*** Given material ***

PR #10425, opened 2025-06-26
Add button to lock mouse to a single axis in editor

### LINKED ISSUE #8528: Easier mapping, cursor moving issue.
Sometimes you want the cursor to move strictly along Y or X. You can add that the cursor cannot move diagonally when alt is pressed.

*** End of Given material ***

■ Task to carry out
Gather every line from the listing above in which "cursor" appears, and copy those lines.

■ Answer
### LINKED ISSUE #8528: Easier mapping, cursor moving issue.
Sometimes you want the cursor to move strictly along Y or X. You can add that the cursor cannot move diagonally when alt is pressed.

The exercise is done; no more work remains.